KARACHI: Pakistan’s ban­king sector could become interest-free in five years, Finance Minister Ishaq Dar said on Wednes­day, pledging to set up an Islamic finance wing under his ministry within a week to fast-track the implementation of a court verdict that directed the government to enforce interest-free banking by the end of 2027.

Speaking at a seminar on interest-free banking here, Mr Dar urged the banking sector to move towards promoting Islamic banking. He also called on the central bank and the Securities and Exchange Commission of Pakistan to work in a “positive” manner in this regard.

“This is not something that cannot be done within five years. It can be done within five years,” Mr Dar told participants comprising stakeholders from the government, religious political parties, top Islamic finance institutions, the business community and the banking industry.

“Earning money through interest can be easy, but it is not Islamic,” he said while reading from a paper. He said an interest-based economy was destructive for society as it led to injustice, inequality and frustration.

The seminar — organised by the Federation of Pakistan Chambers of Commerce and Industry and Centre for Islamic Economics (CIE) of Jamia Darul Uloom Karachi — came against the backdrop of a Federal Shariah Court’s (FSC) decision in April that ordered the government to implement interest-free banking by end-2027 and directed the federal and provincial governments to amend relevant laws.

The government and commercial banks subsequently challenged the FSC verdict in the Supreme Court. While the government side — the State Bank of Pakistan (SBP) and the National Bank of Pakistan — submitted an application to the apex court earlier this month to withdraw their appeals, commercial banks have yet to do so.

Speaking at Wednesday’s seminar, Mr Dar said the government was working on converting the existing banking system to an interest-free one. “Our government has an interest in Islamic banking […] I will not say that we have achieved it,” he said.

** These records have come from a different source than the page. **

PR #867, opened 2020-10-13
fix(legend): legend sizes with ordinal data

### LINKED ISSUE #811: Bad legend sizing with long showLegendExtra values - Ordinal
**Describe the bug**
With the removal of default `showLegendExtra ` values on `Ordinal`, the chart now incorrectly sizes legends with long `showLegendExtra` values.

**To Reproduce**
1. Go to http://localhost:9001/?path=/story/axes--different-tooltip-formatter
2. Remove the `spacingBuffer` theme override
3. Notice the screenshot below.

**Additional context**
The `defaultExtra` values are both `null`

https://github.com/elastic/elastic-charts/blob/0e6353f4f49412e399005ba345a3f3dbdbce8114/src/chart_types/xy_chart/legend/legend.ts#L99-L102

When the formatted value is used to determine the labels here

https://github.com/elastic/elastic-charts/blob/0e6353f4f49412e399005ba345a3f3dbdbce8114/src/chart_types/xy_chart/state/selectors/get_legend_items_labels.ts#L28-L37

The `defaultExtra` is thus omitted and never used in the size calculations rendering a narrow legend size.

I suspect a fix would be to calculate the last value even for `Ordinal` scales and use a sample formatted value in the dimensions calculations, but still hide the default values on `Ordinal` scales.

**Expected behaviour**
The legend should find the correct size including the `showLegendExtra` content

**Screenshots**
Screen Recording 2020-09-08 at 04 35 PM

rshen91:
## Summary

Fixes #811 
Before this PR, if the legend has `LegendExtra` and no `spacingBuffer` specified in the `theme`, the labels in the legend will be truncated when hovering over the series. 

Oct-15-2020 07-53-03

After the fix, the legend is sized to correctly show the labels and values for the legend:
Oct-16-2020 15-40-10

### Checklist


src/chart_types/xy_chart/state/utils/utils.ts
```diff
@@ -166,7 +164,9 @@ function getLastValues(
 
       const { y0, y1, initialY0, initialY1 } = last;
       const seriesKey = getSeriesKey(series as XYChartSeriesIdentifier);
-
+      if (xDomain.scaleType === ScaleType.Ordinal) {
+        lastValues.set(seriesKey, { y0: initialY0, y1: initialY1 });
+      }
```
nickofthyme, line 169: I'm not sure this is needed. Wouldn't it just set the correct values without this?

src/chart_types/xy_chart/legend/legend.ts
```diff
@@ -56,16 +65,35 @@ function getBandedLegendItemLabel(name: string, yAccessor: BandedAccessorType, p
     : `${name}${postfixes.y0AccessorFormat}`;
 }
 
+function getDefaultExtra(
+  showLegendExtra: boolean,
+  xScaleType: ScaleType,
+  lastValue: LastValues,
+  formatter: (value: any, options?: TickFormatterOptions | undefined) => string,
+) {
+  return showLegendExtra || xScaleType === 'ordinal'
```
nickofthyme, line 74: You can't check the type here because the `legendSizeSelector` needs to know these values, to fix the issue. You could check the `xScaleType` before rendering in the `LegendItem` component.

src/chart_types/xy_chart/legend/legend.ts
```diff
@@ -110,10 +137,8 @@ export function computeLegend(
         isSeriesHidden,
         isItemHidden: hideInLegend,
         isToggleable: true,
-        defaultExtra: {
-          raw: lastValue && lastValue.y0 !== null ? lastValue.y0 : null,
-          formatted: lastValue && lastValue.y0 !== null ? formatter(lastValue.y0) : null,
-        },
```
nickofthyme, line 116: Careful with extracting this, the value here is `y0` not `y1` like the function returns

src/chart_types/xy_chart/legend/legend.ts
nickofthyme: Another way to fix this would be to add a `sizingLabel` prop to this and use that value in the `legendSizeSelector` instead of `formatted`.

src/chart_types/xy_chart/state/utils/utils.ts
rshen91: Agreed - removed in 24d6e44

src/chart_types/xy_chart/legend/legend.ts
rshen91: Commit 24d6e44 and discussed in zoom 🙇‍♀️

src/chart_types/xy_chart/legend/legend.ts
rshen91: Thanks! Commit 24d6e44 for changes

src/chart_types/xy_chart/legend/legend.test.ts
```diff
@@ -344,4 +353,31 @@ describe('Legends', () => {
...
+  });
+  it('should return legendSizingLabel null with showLegendExtra set to false', () => {
+    const formatter = (d: string | number) => `${Number(d).toFixed(2)} dogs`;
+    const lastValues = { y0: null, y1: 14 };
+    const showLegendExtra = false;
+
+    expect(getLegendExtra(showLegendExtra, ScaleType.Ordinal, formatter, 'y1', lastValues)).toMatchObject({
+      legendSizingLabel: null,
+    });
+  });
```
nickofthyme, line 382: I think you should assert all three parts of the `extraValue`  for all of these

nickofthyme (approved):
Awesome! LGTM, I made one comment on the tests to fix but other than that I approve.

src/chart_types/xy_chart/legend/legend.test.ts
rshen91: Thank you! Addressed in commit 6b57387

He recalled that Meezan Bank had only 100 Islamic banking branches until 17, which had now increased to 1,000.

Besides, the assets of Islamic banks were Rs7 trillion as of September while deposits stood at Rs5tr, he said: “So a base has been created [and] we have to make this a successful system.”

Mr Dar said that in addition to Islamic banking, mutual funds, capital funds and insurance businesses should also be promoted “on an Islamic basis”.

He went on to say that the government should have been “walking down this path” even before the FSC’s verdict in April.

The minister said he had been informed about issues being faced in opening Islamic bank accounts and said he had directed officials to investigate the branches that were refusing to do so.

SBP Governor Jameel Ahmed said that the share of Islamic banking in the industry had reached a significant level, with their assets now accounting for 20 per cent and deposits 21pc of the overall amount.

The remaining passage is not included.